Da es mehr arme Menschen auf der Welt gibt, als reiche, so gibt es auch viel mehr Geschichten von armen Leuten zu erzählen. Hier wäre wieder eine solche.
Es waren einmal drei arme Brüder, die nichts besaßen, als sehr viel Verstand und eine alte Stute. Nun brauchten sie aber zum leben die Stute viel notwendiger, als ihren Verstand, denn dieser trug ihnen gar nichts ein, während sie durch die Stute alles verdienten, was sie brauchten, und das war ja eigentlich recht wenig. Die Brüder waren also sehr betrübt, als ihnen eines nachts die Stute von der Weide gestohlen wurde. Nachdem sie sich müde gesucht hatten, setzten sie sich am Wegrand hin und sagten zu einander: »Laßt uns raten, wer das Pferd gestohlen haben könnte.« Da meinte der Älteste: »Mir kommt vor, als hätte es ein mittelgroßer Mann getan.« – »Ist er mittelgroß, dann hat er auch einen blonden Bart«, versetzte der Zweitälteste, und der Jüngste fügte hinzu: »Hat er einen blonden Bart, so ist es der Mussa.«
Nun hieß es Mussa suchen. Sie gingen fort und fort, von Dorf zu Dorf, viele Tage lang, aber nirgends war jemand zu finden, der Mussa hieß. So kamen sie in eine große Stadt, und als sie durch das Marktviertel schlenderten und neugierig die vielen Waren besahen, hörten sie, wie ein Kaufmann jemandem über die Straße zurief: »Komm’ herüber, Nachbar Mussa, und trinke mit mir einen Kaffee!«
Neugierig blieben sie stehen und schauten. Da sahen sie einen mittelgroßen, blondbärtigen Mann über die Straße gehen. »Ha, das muß er sein!« sagten sie heimlich zu einander. Sie gingen ihm nach, und als er in dem Laden bei seinem Freunde saß, fragten sie ihn vorerst höflich nach der Gesundheit und dann sagten sie ihm, er möge ihnen doch die gestohlene Stute wiedergeben, da sie sie notwendig brauchten. Der Mann, der Mussa hieß und der ein wohlhabender Kaufmann war, erwiderte, er wüßte nichts von ihrer Stute, und alle seine Nachbarn traten hinzu und bezeugten, daß Mussa ein ehrlicher Mann sei.
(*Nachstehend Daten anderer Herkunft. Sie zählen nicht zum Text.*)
PR #4766, opened 2024-12-10
Fix "Wheel naming is not following PEP 491 convention"

### LINKED ISSUE #3777: [BUG] Wheel naming is not following PEP 491 convention
### setuptools version

setuptools==66.0.0

### Python version

python 3.8

### OS

macOS

_No response_

### Description

I am building a wheel for a python package using setuptools and it seems that the naming of my wheel file is not respecting the [PEP 491](https://peps.python.org/pep-0491/#escaping-and-unicode) convention.

For external reasons, I need to name my package with the structure `{namespace}.{package-name}`. If I follow the convention, I would expect that my wheel file is named: `namespace_package_name-0.1.0-py2.py3-none-any.whl`.

However, I get this name for my wheel: `namespace.package_name-0.1.0-py2.py3-none-any.whl`, which is not respecting the convention.

### Expected behavior

I expect the "." in the package name to be replaced with a "_" in the wheel name.

### How to Reproduce

1. create a hello_world package structure:
   ```
   hello_world
   |- my_package
   |    |- __init__.py
   |    |- hello_world.py
   |- pyproject.toml
   |- setup.cfg
   ```
2. in `setup.cfg`, write:
    ```
    [metadata]
    name = namespace.my-package
    version = 0.1.0
    
    [options]
    zip_safe = False
    include_package_data = True
    packages = find:
    ```
4. in  `project.toml`, write:
    ```
    [build-system]
    requires = ["setuptools==66.0.0", "wheel"]
    ```
6. run `pipx run build` at the root of your hello_world package
7. inspect the `dist` directory which was created

### Output

in the dist folder, you find:

- `namespace.my_package-0.1.0-py3-none-any.whl`

di:
## Summary of changes

Fixes #3777.

~Marking this as draft as there is one outstanding failing test that I have been unable to resolve (`setuptools/tests/test_easy_install.py::TestSetupRequires::test_setup_requires_override_nspkg`).~

### Pull Request Checklist
- [x] Changes have tests

[PR docs]:


abravalheri:
Thank you!


The failing test seems to be happening now regardless of this change: https://github.com/pypa/setuptools/actions/runs/12298183072/job/34321035714#step:3:49.


I don't know if anything changed in the latest versions of Python being distributed to macOS, so that `__file__` is no longer available on the scope.

di:
Aha, that's a different failure actually, `setuptools/tests/test_easy_install.py::TestSetupRequires::test_setup_requires_override_nspkg` is the test that is legitimately failing and would need to be updated here.

abravalheri:
> `setuptools/tests/test_easy_install.py::TestSetupRequires::test_setup_requires_override_nspkg` is the test that is legitimately failing and would need to be updated here.

This looks like it is checking deprecated functionality? Not sure we have to account such an edge case since we are moving away from `easy_install`. Maybe we can do a major bump to show that the change may be considered a breaking change.

di:
I'm not sure! I think the test is just broken in a way I haven't been able to figure out (it mixes the distribution name and the namespace name as one thing in the helper functions) but I think the underlying functionality probably still works?

di:
All tests are passing, this is now ready for review.

setuptools/command/bdist_wheel.py
```diff
@@ -134,7 +134,13 @@ def get_abi_tag() -> str | None:
...
 
 def safer_name(name: str) -> str:
-    return safe_name(name).replace("-", "_")
+    return (
+        # Per https://packaging.python.org/en/latest/specifications/name-normalization/#name-normalization
+        re.sub(r"[-_.]+", "-", safe_name(name))
+        .lower()
+        # Per https://packaging.python.org/en/latest/specifications/binary-distribution-format/#escaping-and-unicode
+        .replace("-", "_")
+    )
```
jaraco, line 143: I'm not a fan of this duplicated code being further expanded. I'd like to see this logic consolidated (in setuptools if not in something like packaging), especially since now it's more than one line that's being duplicated.

setuptools/tests/test_easy_install.py
```diff
@@ -1120,8 +1120,10 @@ def make_nspkg_sdist(dist_path, distname, version):
     package with the same name as distname.  The top-level package is
     designated a namespace package).
     """
-
-    parts = distname.split('.')
+    # The project name might not contain periods. Replace dashes and
+    # underscores with periods before constructing the namespace.
+    namespace = distname.replace('-', '.').replace('_', '.')
```
jaraco, line 1125: This seems slightly terrible. Is this helper called with a normalized distname, in which case it's not possible to know what the separators are? Is it always called with a normalized distname, or is it called with the specified distribution name? This function, if called with `more-itertools` will produce a namespace package for `more`. I guess I can see from the previous implementation that it always assumes there's a single namespace component at the front.

Still, the previous implementation would have accepted `j_o.foo` and produced a namespace package `j_o`, but this new implementation will get `j-o-foo` and produce a namespace packgae `j`.

More importantly, however, I notice that `setuptools.setup` is being called with `name={distname}`. In that case, `{distname}` should not be normalized and should contain the periods.

I think this change is a mistake, and instead, this function should require that `distname` contain at least one period.

setuptools/tests/test_easy_install.py
```diff
@@ -670,11 +670,11 @@ def test_setup_requires_override_nspkg(self, use_setup_cfg):
 
         with contexts.save_pkg_resources_state():
             with contexts.tempdir() as temp_dir:
-                foobar_1_archive = os.path.join(temp_dir, 'foo.bar-0.1.tar.gz')
-                make_nspkg_sdist(foobar_1_archive, 'foo.bar', '0.1')
+                foobar_1_archive = os.path.join(temp_dir, 'foo_bar-0.1.tar.gz')
+                make_nspkg_sdist(foobar_1_archive, 'foo_bar', '0.1')
```
jaraco, line 674: Per the comment in make_nspkg_sdist, distname should be `foo.bar`.

jaraco (approved):
It doesn't make me happy to approve this change, but I've conceded the fight. Let's align with the spec.

setuptools/command/bdist_wheel.py
di: Resolved in 9f764e8.

setuptools/tests/test_easy_install.py
di: Resolved in 8795306, ae5df97 and 1ec0c91.

setuptools/tests/test_easy_install.py
di: Resolved in 8795306.

di:
This is ready for re-review.

jaraco (approved):

di:
@abravalheri @jaraco Would it be possible to get a release out with this change? This is blocking https://github.com/pypi/warehouse/pull/17378 and https://github.com/pypi/warehouse/issues/17377. Happy to prep/propose the release if that would help!

abravalheri:
Ok, let's get this out before we merge more stuff so that is easier to track breaking changes if any (or gauge any push back from the community).

abravalheri:
@di, sorry for the delay and thank you for working on this. CI is running for the release https://github.com/pypa/setuptools/tree/refs/tags/v75.8.1.

If we want to be in the safe side, it might make sense to wait some days before to check if we have any pushbacks or bugs reported by the community.

abravalheri:
But, we had some unexplained CI errors: https://github.com/pypa/setuptools/actions/runs/13523090359/job/37786779855.

I will try to re-run the failed jobs shortly.

PR #4783, opened 2024-12-31
Enforce ruff/flake8-pytest-style rules (PT)

DimitriPapadopoulos:
I haven't addressed `PT012`.

As for `PT007`, I have used the default style because it minimises changes to the current codebase:
```toml
[lint.flake8-pytest-style]
parametrize-values-type = "list"
parametrize-values-row-type = "tuple"
```

### Pull Request Checklist
- [ ] Changes have tests

[PR docs]:


Avasam:
I think you'll want to enable [allow-dict-calls-with-keyword-arguments](https://docs.astral.sh/ruff/settings/#lint_flake8-comprehensions_allow-dict-calls-with-keyword-arguments)

PR #4786, opened 2025-01-03
setuptools.msvc: set host_dir correctly on ARM64 hosts

swt2c:
## Summary of changes

This corrects the setting of the host directory name on ARM64 hosts so that the `EnvironmentInfo.VCTools` property and `EnvironmentInfo.return_env()['path']` includes the correct path to CL.EXE.  Currently, it returns the X64 directory on ARM64 hosts.  See below; note `HostX64` in first listed path.

```
$ python
Python 3.13.1 (tags/v3.13.1:0671451, Dec  3 2024, 20:04:37) [MSC v.1942 64 bit (ARM64)] on win32
>>> import setuptools.msvc
>>> ei = setuptools.msvc.EnvironmentInfo('arm64')
>>> ei.return_env()['path']
'C:\\Program Files\\Microsoft Visual Studio\\2022\\Community\\VC\\Tools\\MSVC\\14.42.34433\\bin\\HostX64\\arm64;C:\\Program Files (x86)\\Windows Kits\\10\\Bin\\arm64;C:\\Program Files (x86)\\Windows Kits\\10\\Bin\\10.0.22621.0\\arm64;C:\\Users\\talbert\\.blah_env\\Scripts;C:\\Program Files\\Git\\clangarm64\\bin;C:\\Program Files\\Git\\usr\\bin;C:\\Windows\\system32;C:\\Windows;C:\\Windows\\System32\\Wbem;C:\\Windows\\System32\\WindowsPowerShell\\v1.0;C:\\Windows\\System32\\OpenSSH;C:\\Program Files\\Git\\cmd;C:\\Users\\talbert\\AppData\\Local\\Programs\\Python\\Python313-arm64\\Scripts;C:\\Users\\talbert\\AppData\\Local\\Programs\\Python\\Python313-arm64;C:\\Users\\talbert\\AppData\\Local\\Programs\\Python\\Launcher;C:\\Users\\talbert\\AppData\\Local\\Microsoft\\WindowsApps;C:\\Program Files\\Git\\usr\\bin\\vendor_perl;C:\\Program Files\\Git\\usr\\bin\\core_perl'

```

### Pull Request Checklist
- [x] Changes have tests

[PR docs]:


setuptools/msvc.py
```diff
@@ -1039,7 +1039,13 @@ def VCTools(self):
...
             host_dir = (
-                r'bin\HostX86%s' if self.pi.current_is_x86() else r'bin\HostX64%s'
+                r'bin\HostX86%s'
+                if self.pi.current_is_x86()
+                else (
+                    r'bin\HostARM64%s'
+                    if self.pi.current_cpu == 'arm64'
+                    else r'bin\HostX64%s'
+                )
             )
```
Avasam, line 1049: Not a maintainer here, but personally I find if-else chains to be much more readable and concise than nested ternaries:
```py
            if self.pi.current_is_x86():
                host_dir = r'bin\HostX86%s'
            elif self.pi.current_cpu == 'arm64':
                host_dir = r'bin\HostARM64%s'
            else:
                host_dir = r'bin\HostX64%s'
```

swt2c: Updated.

setuptools/msvc.py
```diff
@@ -1038,9 +1038,13 @@ def VCTools(self):
...
         elif self.vs_ver >= 15.0:
-            host_dir = (
-                r'bin\HostX86%s' if self.pi.current_is_x86() else r'bin\HostX64%s'
-            )
+            if self.pi.current_is_x86():
+                host_dir = r'bin\HostX86%s'
+            elif self.pi.current_cpu == 'arm64':
+                host_dir = r'bin\HostARM64%s'
+            else:
+                host_dir = r'bin\HostX64%s'
```
jaraco, line 1046: Even better than an if/else statement would be something like:

```suggestion
            host_dir = os.path.join('bin', f'Host{self.host_id.upper()}%s')
```

And then of course implement the property `host_id` to reflect the correct string to insert. In general, it's good practice to DRY - avoid repeating the assignment and prefix and suffix of the value.

setuptools/msvc.py
```diff
@@ -1038,9 +1038,13 @@ def VCTools(self):
             tools += [os.path.join(si.VCInstallDir, path)]
 
         elif self.vs_ver >= 15.0:
-            host_dir = (
-                r'bin\HostX86%s' if self.pi.current_is_x86() else r'bin\HostX64%s'
-            )
+            if self.pi.current_is_x86():
+                host_dir = r'bin\HostX86%s'
+            elif self.pi.current_cpu == 'arm64':
```
jaraco, line 1043: Note that this comparison is no longer symmetrical with the check for 'x86'. Better would be to be consistent. Either use `self.pi.current_cpu == 'x86'` inline or implement a new `self.pi.current_is_arm64()` method.

jaraco (changes requested):
Since this PR isn't linked to any issue, can you update the PR description to elaborate on the issue? In particular, answer questions like: Why does it matter? How did you encounter it? Under what conditions is it relevant (e.g. does it affect all users of Setuptools on ARM, or some subset)?

I see lots of other places in this module where the assumption is that there is x86 and x64. I'm not sure it makes sense to add ARM support here, but not elsewhere. What's the value in fixing just this issue and not other parts in the module that deal with processor architecture?

swt2c:
> Since this PR isn't linked to any issue, can you update the PR description to elaborate on the issue? In particular, answer questions like: Why does it matter? How did you encounter it? Under what conditions is it relevant (e.g. does it affect all users of Setuptools on ARM, or some subset)?
> 
> I see lots of other places in this module where the assumption is that there is x86 and x64. I'm not sure it makes sense to add ARM support here, but not elsewhere. What's the value in fixing just this issue and not other parts in the module that deal with processor architecture?

I thought the description was pretty clear about what the problem was (it really is just about the `path` item as returned by `EnvironmentInfo.return_env()`, but I added a Python interpreter run that shows the exact output that you currently get.  This issue affects anyone who is using EnvironmentInfo.return_env() on an ARM64 Windows system and relying on the `path` that is returned.

This is the only problem that I'm actually aware of with setuptools.msvc on Windows ARM64.  I just did another look through the file and while yes, there are a lot of cases where it assumes there is only x86 and x64, I didn't see any cases where it is actually doing the wrong thing on ARM64.  The rest of the output of EnvironmentInfo.return_env() looks fine.

setuptools/msvc.py
swt2c: Adding a property for something that's only used once seemed a bit of overkill.  Let me know if what I did works.

setuptools/msvc.py
swt2c: Addressed.

jaraco (approved):

setuptools/msvc.py
jaraco: I took it one step further in 3218d666e49245b0878db8b19ba20d8cd72d6424.

swt2c:
Thanks @jaraco for the fixups and adding a test.  I wasn't very creative in thinking about how to test this without a Windows ARM64 host.

PR #470, opened 2016-12-18
Urls

janno42:
- allow slashes in custom urls
- prefix free urls for information pages
- use distinct url prefixes for minutes and polls


_1327/documents/models.py
```diff
@@ -45,6 +44,11 @@ def url(self, id):
 	def __str__(self):
 		return self.title
 
+	def save(self, *args, **kw):
```
Bartzi: please you rename `**kw` to `**kwargs`

PR #494, opened 2017-01-08
default user group

janno42:
add new users to default group


_1327/user_management/models.py
```diff
@@ -67,3 +69,11 @@ def __str__(self):
 	@cached_property
 	def is_staff(self):
 		return self.is_superuser or self.groups.filter(name=settings.STAFF_GROUP_NAME).exists()
+
+
+@receiver(post_save, sender=UserProfile)
+def add_to_default_group(sender, **kwargs):
+	if settings.DEFAULT_USER_GROUP_NAME and kwargs.get('created', False):
+		user = kwargs["instance"]
```
Bartzi: maybe you could write `user = kwargs.get("instance")` but that is just my personal taste when I work with kwargs, so it is not necessary ;)

PR #496, opened 2017-01-08
order participants by name

janno42:


_1327/main/templatetags/morefilters.py
```diff
@@ -24,3 +24,8 @@ def can_delete_menu_item(menu_item, user):
 @register.filter(name='can_view_menu_item')
 def can_view_menu_item(menu_item, user):
 	return menu_item.can_view(user)
+
+
+@register.filter(name='sort_users_by_name')
+def sort_users_by_name(users):
+	return sorted(users, key=lambda user: (user.last_name, user.first_name))
```
Bartzi: this fails if any user involved as a participant has no first or last name in the database. 
maybe we should include the username here, too?

Issue #429, opened 2016-11-03
Sort polls new to old


janno42:
Poll results should be sorted from new to old

janno42:
@PFischbeck do you already have a solution implemented? if not i'd like to take over.

PR #497, opened 2017-01-08
Sort polls by end date

PFischbeck:
This solves #429 and additionally reduces the number of SQL queries in the polls index list by a lot.

Is there a better/cleaner way to pass the attribute (whether the poll can be changed by the user) to the view?

### DIFF
--- a/_1327/polls/views.py
+++ b/_1327/polls/views.py
@@ -24,7 +24,7 @@ def index(request):
 	finished_polls = []
 	upcoming_polls = []
 	# do not show polls that a user is not allowed to see
-	for poll in Poll.objects.all():
+	for poll in Poll.objects.all().order_by('-end_date'):
 		if request.user.has_perm(Poll.get_view_permission(), obj=poll) and poll.start_date <= datetime.date.today():
 			if datetime.date.today() <= poll.end_date \
 						and not poll.participants.filter(id=request.user.pk).exists() \


_1327/polls/templates/polls_index.html
```diff
@@ -109,9 +107,8 @@
 						{% endif %}
 						<td>{{ poll.start_date }} - {{ poll.end_date }}</td>
 						<td class="text-right">
-							{% get_obj_perms request.user for poll as "poll_perms" %}
-							{% if "change_poll" in poll_perms %}
-								<a class="btn btn-warning btn-xs" href="{% url poll.get_edit_url_name poll.url_title %}">{% trans "Edit Poll" %}</a>
+							{% if poll.changeable %}
+                                <a class="btn btn-warning btn-xs" href="{% url poll.get_edit_url_name poll.url_title %}">{% trans "Edit Poll" %}</a>
```
janno42: please use tabs for indentation

_1327/polls/views.py
```diff
@@ -17,22 +17,32 @@
...
 
 def index(request):
 	running_polls = []
 	finished_polls = []
 	upcoming_polls = []
+
+	polls = Poll.objects.all().order_by('-end_date').prefetch_related('participants')
+
+	# Prefetch user permissions
+	user_checker = ObjectPermissionChecker(request.user)
```
janno42: the problem here is that you only check for permissions the user has, but we need to check the group permissions and ip range group permissions as well (see `minutes/views.py:20`).
before we change the permission checks in too many places (before we only had `has_perm` which is overwritten to fulfill our needs) we need to come up with a general solution. maybe you could discuss that with @Bartzi.

PFischbeck:
This now only sorts the polls, without any SQL query optimization. Should we open an issue for the poll list perf optimization?

janno42:
yes, please open a ticket and keep what you did so far.

PR #503, opened 2017-01-14
CSS fixes

### LINKED ISSUE #502: accessing some menu items is not possible ...
... when said menu is only accessible via an area that goes over the "logout" button.
Then the menu loses focus, closes and the "logout" menu pops up.

This can be resolved by giving the "logout" button a negative z-index.

janno42:
- change login button's z-index (fix #502)
- prevent flickering from login button size change on hovering, then moving into a new line and thus not being hovered anymore, changing back to old size and the old position
- remove whitespace from breadcrumbs block

### DIFF
--- a/_1327/documents/templates/documents_base.html
+++ b/_1327/documents/templates/documents_base.html
@@ -47,7 +47,7 @@
 	{% endif %}
 {% endblock %}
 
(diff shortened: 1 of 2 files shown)


janno42:
see #515

PR #513, opened 2017-02-06
make it possible to use urls with trailing slash or without

### LINKED ISSUE #506: Trailing slashes in URL
URLs should be resolvable with or without trailing slashes.

Bartzi:
fix #506


janno42:
I don't really like URLs with trailing slashes, so I would prefer using URLs without slash, it should only be possible to access the page even with a trailing slash.

Bartzi:
Yes we can do this...
I could implement it using [this](https://djangosnippets.org/snippets/2655/) middleware...

janno42:
and what about `.../?` in the regexes?

Bartzi:
very good idea! That actually seems to work quite well! Please have a look again

janno42:
it does not work with information pages (`.../infopage/` does not resolve if the url title is `infopage`)

Bartzi:
yeah right... well in this case I do not see any other possibilty, but implementing the middleware because we can not really add this to URLs we chose by ourselves...

janno42:
Well, we could adapt the document retrieval and remove trailing slashes in the view.

Bartzi:
obsoleted by #519

PR #515, opened 2017-02-06
Menu UI changes

janno42:
see commit messages

### DIFF
--- a/_1327/templates/base.html
+++ b/_1327/templates/base.html
@@ -54,14 +54,10 @@
 							</li>
 						{% endif %}
 					{% endfor %}
-					<li class="dropdown pull-right{% if user.is_authenticated %} active{% endif %} login-button">
-						<a href="{% if user.is_authenticated %}{% url 'logout' %}{% else %}{% url 'login' %}{% endif %}" class="login-link"><span class="glyphicon glyphicon-user"></span></a>
-						<ul class="dropdown-menu">
-							{% if user.is_authenticated %}
-								<li class="disabled"><a href="#">{% trans "Logged in as" %} {{ user.username }}</a></li>
-							{% endif %}
-							{% if CAN_CREATE_INFORMATIONPAGE or CAN_CREATE_MINUTES or CAN_CREATE_POLL %}
-								<li role="separator" class="divider"></li>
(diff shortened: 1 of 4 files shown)


_1327/user_management/tests.py
```diff
@@ -134,7 +134,7 @@ def test_impersonate_any_user(self):
 			response = response.follow()
 			self.assertEqual(response.status_code, 200)
 
-			self.assertIn("Logged in as {username}".format(username=user.username), response.body.decode('utf-8'))
+			self.assertIn("{username}".format(username=user.username), response.body.decode('utf-8'))
```
Bartzi: I guess we should change this `username=user.username` to  this `username=user.get_full_name()`

_1327/templates/base.html
```diff
@@ -54,14 +54,10 @@
...
 					{% endfor %}
-					<li class="dropdown pull-right{% if user.is_authenticated %} active{% endif %} login-button">
-						<a href="{% if user.is_authenticated %}{% url 'logout' %}{% else %}{% url 'login' %}{% endif %}" class="login-link"><span class="glyphicon glyphicon-user"></span></a>
-						<ul class="dropdown-menu">
-							{% if user.is_authenticated %}
-								<li class="disabled"><a href="#">{% trans "Logged in as" %} {{ user.username }}</a></li>
-							{% endif %}
-							{% if CAN_CREATE_INFORMATIONPAGE or CAN_CREATE_MINUTES or CAN_CREATE_POLL %}
-								<li role="separator" class="divider"></li>
+					{% if CAN_CREATE_INFORMATIONPAGE or CAN_CREATE_MINUTES or CAN_CREATE_POLL %}
```
Bartzi: If a user is not allowed to create information pages, minutes or polls, but allowed to  edit menu items he can not see the menu. Is this intended?

janno42:
admin area layout is nothing that needs to be fixed, so i wouldn't change anything there

_1327/templates/base.html
janno42: there is no use case where a user is allowed to edit menu items but not allowed to add information pages, that's why i thought it would be okay

_1327/user_management/tests.py
janno42: good catch. fixed.

PR #524, opened 2017-02-17
Render markdown tables as HTML table

### LINKED ISSUE #430: Support markdown tables
we need to support displaying markdown tables

Nef10:
fix #430


janno42:
note to self: css

PR #550, opened 2017-03-13
Handle multiple temporary documents

### LINKED ISSUE #549: Handle multiple TemporaryDocumentTexts
Currently there are places, where `TemporaryDocumentText.objects.get(document=document)` is called (e.g. `documents/utils.py` line 72) but sometimes there exist multiple of such objects so the request fails with `MultipleObjectsReturned`.

Bartzi:
fixes #549


Bartzi:
reworked changes, please check again

PR #554, opened 2017-03-20
add missing items to forbidden urls

### LINKED ISSUE #518: Check for forbidden Urls
We need to check out code that we every URL that should not be used by anyone creating a document is contained in the forbidden url list

Bartzi:
fixes #518


Bartzi:
alirght I've added `ws`...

Jedoch die Burschen beharrten bei dem, was sie gesagt, und da Mussa beim Leugnen blieb, gingen sie zum Kadi und trugen ihm ihr Anliegen vor. Lange strich sich der Kadi den Bart und fragte dann: »Wie kommt ihr denn darauf, daß Mussa der Dieb sei?« – Sie erwiderten: »Es kommt uns so vor!« – Der Kadi dachte wieder nach und schaute die Brüder an, die Brüder schauten ernsthaft den Kadi an, und so sagte dieser endlich: »Kommt heute zu mir in mein Haus zum Abendessen.«
Die Burschen gingen also hin, der Diener setzte ihnen die Mahlzeit vor, und während sie die Speisen bedächtig verzehrten, sagte der Älteste: »Nie aß ich so gutes Brot; der Weizen dazu ist sicherlich am Friedhofshain gewachsen.«
Der Mittlere schnalzte mit der Zunge und meinte: »Und erst dieses gebratene Lamm! Es ist so gut, als ob ein Schwein es gesäugt hätte.«

»Meinst du?« fragte der Jüngste nachdenklich; »nun, wenn dieses Lamm von einem Schweine genährt wurde, dann ist der Kadi ein Bastard.«
Der Hausherr hörte aus dem Nebenzimmer jedes Wort, das die Bauernburschen sprachen, und ihre Reden berührten ihn gar seltsam. Er steckte nun in eine Tasche seines Kaftans eine Zitrone, in die andere ein Ei und trat unter seine Gäste, um sie zu fragen, ob sie gut bedient worden wären. Dann meinte er: »Da ihr gerne ratet, so sagt mir, was ich in meiner rechten Tasche habe?« – Der Älteste sagte schnell: »Nun, was es auch sei, rund ist es sicherlich.« – »Ist es rund«, versetzte der mittlere der Brüder, »so ist es auch gelb.« – »Gelb?« fragte der Jüngste, »nun, dann kann es eine Zitrone sein.« Auf ähnliche Art errieten sie auch, daß der Kadi in seiner linken Tasche ein Ei hatte. Das gab dem Kadi Grund zum Denken, und er schickte am frühen Morgen einen Boten auf sein Landgut und ließ seine Bauern holen, um sie zu befragen, wo der Weizen zu seinem Brote gewachsen wäre. Sie erwiderten, es sei der Weizen von einer Friedhofswiese, wo er am besten in der ganzen Gegend gedeihe. Als dann der Kadi frug, wie das Lamm, das sie ihm zuletzt gesandt, gefüttert worden sei, gerieten sie in Verlegenheit und sagten, es wäre gefüttert worden, wie alle anderen. Als aber der Kadi in die Bauern drang, offen zu sein, gestanden sie, ein Christ in der Nachbarschaft hätte eine Schweineherde, und dieser sei das Lamm zugelaufen und hätte sich dort unter die Ferkel gemischt.
Nun wußte der Kadi genug und eilte ganz atemlos zu seiner Mutter. »Höre!« redete er sie ernst an, »sage, wer war mein Vater? …« Weinerlich sagte die Frau: »Was schreiest du so? Dein Vater war ein Effendi, ein gelehrter Herr, wie du es bist.« – »Gut«, sagte er, »aber wie hieß er? Sag’s schnell! …« Die erschrockene Frau nannte nun einen Namen, den er vorher nie gehört.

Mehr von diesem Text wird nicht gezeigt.